Here's a bit of information about teaching in Thailand from someone with about 18 years experience in doing so:
1.  There are two types of teaching jobs here.  There is teaching at a Language School, which does not require any particular degree, though some experience or a TEFL course of some kind might be required by your employer.  The students at Language Schools are usually working adults who need to improve their English for their jobs, or students of all ages who want extra lessons or help with their homework.  

The pluses - no teaching degree is required and you usually will teach small groups, rather than a class of 50 bored 10 year olds.  
You will teach mostly in the evenings or on the weekends.
The minuses - The Labor Dept. will probably want to see a BA or BS degree before issuing a Work Permit.  Also, as most Thai Companies are required to have 4 Thai employees for every 1 foreign employee, they may be unable to get you a Work Permit or the proper visa.  Working on a tourist visa is not recommended, but many people do it.

2.  The other kind of teaching is at a regular school - either a government school or at a private school or in the EP program of a government school.  You might want to work at a government school for a year or so, just to test your stamina and your ability to survive the horrible conditions.  Normal pay is about 30K baht per month.
Private schools range from being marginally better than a government school up to proper International Schools.  In order to teach at an International School, you need to be a certified teacher in your home country.
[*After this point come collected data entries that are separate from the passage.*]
PR #4696, opened 2025-01-05
Move miscellaneous species (golems, aliums) to modpacks

out-of-phaze:
## Description of changes
- Moves golems to the xenobiology modpack.
- Moves random humanoid aliens to their own modpack.
- Adds a basic example of "spawner overridden by a modpack" so that maps can have optional modpack content.

This results in the random humanoid aliens, accessible only via the alien monolith in the ninja/heist bases, being unavailable on all current maps. It's sort of a soft-removal aside from in the modpack testing map—so it'll be maintained but isn't a super high priority or something that I, personally, think is worth having around in its current state.

Isolates core code better.

## Authorship
Me.


code/unit_tests/~unit_test_overrides.dm
```diff
@@ -26,7 +26,7 @@ var/global/atom/movable/unit_test_last_obj_random_creation
 	global.unit_test_last_obj_random_creation = create_instance(unit_test_select_heaviest(spawn_choices()), loc)
 
 /proc/unit_test_select_heaviest(var/list/choices)
-	if(ispath(choices) || istype(choices, /datum))
+	if(ispath(choices) || istype(choices, /datum) || !choices)
```
out-of-phaze: note to self: remove this, forgot to hit save

maps/__map_modpack_compatibility.dm
```diff
@@ -0,0 +1,25 @@
+// This must be included before maps and any modpacks that use it.
+// That includes before _map_include.dm.
+
+/// A spawner that can have its path overridden by a modpack, so that maps can have optional modpack compatibility.
+/obj/abstract/modpack_compat
+	abstract_type = /obj/abstract/modpack_compat
+	name = "optional modpack object"
+	desc = "This item type is used to spawn a movable at roundstart, whether a modpack is included or not."
```
MistakeNot4892, line 8: Oh I need to use these for scav stuff on Tradeship/Mini.

MistakeNot4892 (approved):

PR #4703, opened 2025-01-07
Couple of small fixes.

MistakeNot4892:
- Fixes non-watertight atoms only being watertight if they were open containers.
- Moves nanite fluid into compounds


out-of-phaze:
nanite thing isn't an issue upstream but it's fine to move it tbh

out-of-phaze (approved):

PR #4712, opened 2025-01-09
[IDB IGNORE] Adding grindstones and whetstones.

MistakeNot4892:
## Description of changes
- Converts sharp/edge to use getters on the object.
- Adds an item effect category for damage modification along with associated tweaks to item effect code.
- Adds a modpack containing whetstones and grindstones.
- Adds a sharpness item modifier on bladed weapons that can be reset by sharpening.

Actual use case for item effects, ability to add a damage buff from taking care of your kit.
Prep for blacksmithy (grindstone and whetstone will be used to turn blanks into swords)

## Authorship

## Changelog
:cl:
tweak: Swords on Shaded Hills can be sharpened using whetstones or grindstones.
/:cl:


out-of-phaze (dismissed):
not a huge fan of dry_run, i would personally prefer different procs i think? with `get_attack_force()` being a pure proc that returns a number and does nothing else, and then having another proc that both returns it and consumes effects.

for now this is fine though, unless you want to rewrite the whole thing yourself before the 24h is up :p

out-of-phaze (dismissed):
i'll go through later and try separating get_attack_force into two separate procs myself

code/game/machinery/doors/airlock.dm
```diff
@@ -802,7 +802,7 @@ About the new airlock wires panel:
 	else if((stat & (BROKEN|NOPOWER)) && isanimal(user))
 		var/mob/living/simple_animal/A = user
 		var/obj/item/I = A.get_natural_weapon()
-		if(I?.get_attack_force(user) >= 10)
+		if(I?.expend_attack_force(user) >= 10)
```
out-of-phaze, line 805: it's funny to imagine this dulling someone's claws. or that you could file your natural weapon claws to a point, but honestly no that rules.

mods/content/item_sharpening/item_sharpen.dm
```diff
@@ -0,0 +1,52 @@
...
+/obj/item/proc/can_sharpen_with(obj/item/sharpening_with)
+	if(!has_item_effect(/decl/item_effect/sharpened, IE_CAT_DAMAGE))
+		return FALSE
+	var/list/params = get_item_effect_parameters(/decl/item_effect/sharpened, IE_CAT_DAMAGE)
+	if(!islist(params) || params[IE_PAR_USES] >= params[IE_PAR_MAX_USES])
+		return FALSE
+	if(istype(sharpening_with, /obj/structure/working/grindstone))
+		var/obj/structure/working/grindstone/stone = sharpening_with
+		return !material || material.hardness <= stone.stone_material?.hardness
+	return !material || material.hardness <= sharpening_with.material?.hardness
```
out-of-phaze: kind of feel like this could maybe use a `get_sharpening_material()` proc overridden on grindstones/etc, but that's not necessary. mostly i just think it'd be nice to do
```suggestion
	var/decl/material/sharpening_material = sharpening_with.get_sharpening_material()
	return !material || material.hardness <= sharpening_material?.hardness
```
and then something like
```dm
/obj/proc/get_sharpening_material()
    return get_material() // <-- returns material vars on item and structure

/obj/structure/working/grindstone/get_sharpening_material()
    return stone_material
```
and then if the grindstone eventually has the actual stone used split out into an item in its contents or something, we could even do
```dm
/obj/structure/working/grindstone/get_sharpening_material()
    return stone?.get_sharpening_material()
```

mods/content/item_sharpening/item_sharpen.dm
```diff
@@ -0,0 +1,52 @@
+/obj/item/update_name()
+	. = ..()
+	if(has_item_effect(/decl/item_effect/sharpened, IE_CAT_EXAMINE) && get_item_effect_parameter(/decl/item_effect/sharpened, IE_CAT_DAMAGE, IE_PAR_USES) <= 0)
+		SetName("dulled [name]")
+
+/obj/item/proc/can_sharpen_with(obj/item/sharpening_with)
```
out-of-phaze: i don't like lying about parameters, this can take any `obj`.

mods/content/item_sharpening/item_sharpen.dm
```diff
@@ -0,0 +1,52 @@
...
+		return FALSE
+	var/list/params = get_item_effect_parameters(/decl/item_effect/sharpened, IE_CAT_DAMAGE)
+	if(!islist(params) || params[IE_PAR_USES] >= params[IE_PAR_MAX_USES])
+		return FALSE
+	if(istype(sharpening_with, /obj/structure/working/grindstone))
+		var/obj/structure/working/grindstone/stone = sharpening_with
+		return !material || material.hardness <= stone.stone_material?.hardness
+	return !material || material.hardness <= sharpening_with.material?.hardness
+
+/obj/item/proc/sharpen_with(mob/user, obj/item/sharpen_with)
```
out-of-phaze:
```suggestion
/obj/item/proc/sharpen_with(mob/user, obj/sharpen_with)
```
type doesn't match its caller's equivalent arg in `try_sharpen_with`

code/game/objects/items/_item_sharpness.dm
```diff
@@ -0,0 +1,21 @@
+/obj/item
+	var/_sharp = FALSE
```
out-of-phaze: wonder if it might be useful to do
```suggestion
	VAR_PROTECTED/sharp = FALSE
```
which will avoid the var rename and properly lint for undesired access in most spots (anything not descended from /obj/item). anything accessing it that's not derived from `/obj/item` would have to use the helper. it wouldn't enforce using set_sharp on `/obj/item` subtypes itself though, so idk

also, not blocking.
edit: could also just add `VAR_PROTECTED` and keep the rename to reduce the amount of work you'd have to do lol

out-of-phaze (dismissed):
few nits, will approve after they're addressed

code/game/machinery/doors/airlock.dm
MistakeNot4892: This proc will also allow for stuff like an ability granting charges or buffs, so seems fine to me.

code/game/objects/items/_item_sharpness.dm
MistakeNot4892: I thought I tried that and got linter complaints about overrides, but that may have been VAR_PRIVATE.

MistakeNot4892:
No idea why IDB is not running.

code/game/objects/items/blades/folding.dm
```diff
@@ -53,9 +53,8 @@
 
 /obj/item/bladed/folding/update_attack_force()
 	..()
-	// TODO: check sharp/edge.
-	edge  = open
-	sharp = open
+	set_edge(open)
```
out-of-phaze, line 56: out of scope for now but i genuinely wonder if maybe is_edge and is_sharp should just have overrides on this that return false if not open, rather than changing the var under the hood, lol. would mean a knife made of cardboard wouldn't become sharp when you open it

out-of-phaze (approved):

Most private schools and EP programs at good government schools, have smaller classes - 20 to 25 students, instead of 40 to 50 - air conditioned classrooms, projectors and computers in the classrooms, etc...  Starting pay is usually about 40K baht.  If you have a BS (or BSc if you are from the UK) you might be able to get a job teaching Science or Math.  Many Teflers seem to have Math phobia, so there is always a good demand for people who can teach those subjects.  As a Science teacher and a department head, I earn over 70K per month.

In order to teach in a regular school, you need a 4 year degree in any subject.  This will get you a 'waiver' or a 2 year provisional teaching license from the TCT (Teachers' Council of Thailand).  You can get up to 3 of these waivers... or 4 or 5 if the TCT loses track of how many you have had already, which happened to me.  If you are still interested in teaching after 6 years (less if you switch schools) you will need to get some sort of graduate degree in Education - either a PGCEi or a MEd or a Graduate Diploma in Teaching.  The courses offered in Bangkok vary in cost from a low of 55K to a high of over 150K and take about a year to complete.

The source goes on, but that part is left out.